◆ **Stored items**
= = = =
PR #2003, opened 2018-04-12
ZIOS-9100: Adapt UI to fetch new log files

nicorsm:
### Issues

Logs are now saved on `current.log` and `previous.log` files, inside the Caches directory. We need to send both files via UI.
= = = =
◆ **About this task**
Filter the entries and copy out every line with the word "files".

◆ **Exercise output**
ZIOS-9100: Adapt UI to fetch new log files
Logs are now saved on `current.log` and `previous.log` files, inside the Caches directory. We need to send both files via UI.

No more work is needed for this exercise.